WHAT YOU WILL DO: Scan the following material for the string "case" and copy each line in which it appears.

--------------------------------

PR #974, opened 2019-06-29
The start script requires exact version of Bazel now (fix #923)

### LINKED ISSUE #923: Add upper bazel version warning
At any given time we only test against a given bazel version, while upstream releases new versions every month (currently we test `0.24` and upstream is at `0.26`).
Because of breaking changes in every bazel version, we cannot really support any version we don’t test (yet).

So we should add a warning to the `start` script (and the haskell toolchain?) if the bazel version is higher than what we checked before.

ulysses4ever:


ulysses4ever:
I did exactly what was suggested in @aspiwack's [comment](https://github.com/tweag/rules_haskell/issues/923#issuecomment-506781651) because, in my experience, a too new version can crush on you as likely. 

But we certainly can!

ulysses4ever:
I'll abandon this PR and think about a new one — in case this idea of pinning an exact version will conquer the hearts at some point.

aspiwack:
I'd say the Right™ behaviour, in case the installed Bazel version is too new, is to fail by default and let folks override this if they really want an install (a warning is too easily missed or dismissed). Either by relaunching the script with a flag, or by dropping in an interactive prompt where the use has to type « yes », or something, to install with an untested version.

mboes:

--------------------------------

YOUR RESPONSE:
I'll abandon this PR and think about a new one — in case this idea of pinning an exact version will conquer the hearts at some point.
I'd say the Right™ behaviour, in case the installed Bazel version is too new, is to fail by default and let folks override this if they really want an install (a warning is too easily missed or dismissed). Either by relaunching the script with a flag, or by dropping in an interactive prompt where the use has to type « yes », or something, to install with an untested version.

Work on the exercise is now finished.